Two files per finder, with different TTLs:

FileKey patternTTLContents
Pointerfinders/{token}/config.json5 minutes{ "hash": "sha1hexstring" }
Payloadfinders/{token}/v/{hash}.json1 year (immutable)Full finder JSON

The widget loads the pointer first, reads the hash, then checks its localStorage cache. If the cached hash matches, the local copy is used directly (no CDN round-trip for the payload). If the hash differs — or there is no cache — the widget fetches the versioned payload URL. Since the payload URL contains the hash, it is content-addressed and can be cached forever.

When a finder is published, ExternalController::syncFinderDetails computes a new SHA-1 hash of the payload, uploads v/{hash}.json to R2, then overwrites config.json with the new hash. Old payload files are not deleted — they are orphaned but serve ongoing sessions that loaded the previous pointer before the update.
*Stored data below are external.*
PR #288, opened 2018-02-14
[Fix #259] Migrate to DB backed sessions

omartell:
Fixes: https://github.com/status-im/open-bounty/issues/259
Status: Finished

## Summary
This migrates from Immutant servlet based sessions to DB backed sessions using [ring.middlware.session](https://ring-clojure.github.io/ring/ring.middleware.session.html), [jdbc-ring-session](https://github.com/luminus-framework/jdbc-ring-session) and [ring-session-timeout](http://ring-clojure.github.io/ring-session-timeout/)

## Why?
- Need to potentially store more data in the session.
- Need to share session information across different application processes.
- A user's session should survive application restarts.

## Things to note:
- A new table `session_store` has been added to hold session information. This will be automatically created when the app starts.
- Any stale session records will be automatically deleted by a session cleaner that runs on the background. A session is considered stale after 6 hours of inactivity.

## QA Notes

(added by @martinklepsch)

- A successful login
- A successful logout
 - After 6 hours of inactivity, they should be logged out and redirected to the home page. The 6 hour period could be extracted to the config and maybe they can change it in their test environment to something shorter (10 min)?
- Session being still present after server restart would be an important thing to test here.

## Alternatives:
I think this might become a bottleneck in the future as every new session hits the DB, but not really sure about this as I don't know the current usage patterns. An alternative could be to use encrypted cookie based sessions, but this depends on the data that's goint to be stored in the session.

I'd appreciate your feedback on the approach as well as on the implementation.

More info:

- http://www.luminusweb.net/docs/sessions_cookies.html
- https://github.com/ring-clojure/ring/wiki/Sessions

PR #289, opened 2018-02-14
remove moment.js dependency

### LINKED ISSUE #278: Replace cljsjs.moment with goog.date helpers
### User Story

As a user, I want to OpenBounty to load and run fast so that I can get things done.

### Description

*Type*: TechDebt

*Summary*: Currently we depend on `cljsjs.moment` for a single function:

```clj
;; commiteth/common.cljs
(defn moment-timestamp [time]
  (let [now (.now js/Date.)
        js-time (clj->js time)]
    (.to (js/moment.utc) js-time)))
```

Moment.js adds ~20k (gzipped) to the build which impacts download and JS parsing time. Using `goog.date` we are able to achieve the same while also benefitting from advanced compilation strategies such as dead code elimination. I expect that with `goog.date` we might end up with this function not taking more than 1kb. 

[goog.i18n.DateTimeFormat](https://google.github.io/closure-library/api/goog.i18n.DateTimeFormat.html) might be all that's needed here.

rcullito:
and replace with goog.date.relative.

Fixes #278 

One aspect of this that I was unable to discern locally was what type the [time] parameter was previously? I assumed milliseconds, but am happy to add additional logic to the extent that it is stored in a different format.

### DIFF
--- a/src/cljs/commiteth/common.cljs
+++ b/src/cljs/commiteth/common.cljs
@@ -2,7 +2,7 @@
   (:require [reagent.core :as r]
             [re-frame.core :as rf]
             [clojure.string :as str]
-            [cljsjs.moment]))
+            [goog.date.relative]))
 
 (defn input [val-ratom props]
   (fn []
@@ -23,10 +23,10 @@
                             {:value item}
                             item]))]))
 
-(defn moment-timestamp [time]
-  (let [now (.now js/Date.)
-        js-time (clj->js time)]
-    (.to (js/moment.utc) js-time)))
+(defn relative-time [time]
+  "converts time in milliseconds to a relative form of '1 hour ago'"
+  (let [js-time (clj->js time)]
+    (goog.date.relative/format js-time)))
 
 (defn issue-url [owner repo number]
   (str "https://github.com/" owner "/" repo "/issues/" number))
--- a/project.clj
+++ b/project.clj
@@ -42,7 +42,6 @@
                  [cheshire "5.8.0"]
                  [mpg "1.3.0"]
                  [pandect "0.6.1"]
-                 [cljsjs/moment "2.17.1-1"]
                  [org.clojure/tools.nrepl "0.2.13"]
                  [com.cemerick/piggieback "0.2.2"]
                  [jarohen/chime "0.2.2"]
--- a/src/cljs/commiteth/activity.cljs
+++ b/src/cljs/commiteth/activity.cljs
@@ -1,7 +1,7 @@
 (ns commiteth.activity
   (:require [re-frame.core :as rf]
             [reagent.core :as r]
-            [commiteth.common :refer [moment-timestamp
+            [commiteth.common :refer [relative-time
                                       items-per-page
                                       display-data-page
                                       issue-url]]))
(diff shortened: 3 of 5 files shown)


src/cljs/commiteth/common.cljs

Propagation time = pointer TTL = 5 minutes. A visitor who loaded the old pointer will use the old payload until their pointer cache expires.

Alternatives considered:

  • Single URL with ?v=hash query string — CDN varies on query string but many edge configs don’t, leading to unpredictable behavior.
  • Origin-only serving — eliminates CDN benefits entirely; unacceptable latency for international embeds.

Consequences

Benefits:

  • Payload is cached at CDN edges for up to a year between publishes. High-traffic finders pay one origin round-trip per 5-minute window.
  • The widget can serve stale-but-valid payloads from localStorage even when the CDN is unreachable.
  • Publish never breaks in-flight sessions: old versioned URLs remain valid indefinitely.

Costs:

  • One extra round-trip (pointer fetch) on every cold load.
  • R2 storage grows linearly with publish history. No cleanup job exists for orphaned payload files — this is an open maintenance gap.
  • The 5-minute propagation window means a just-published update is not immediately live everywhere.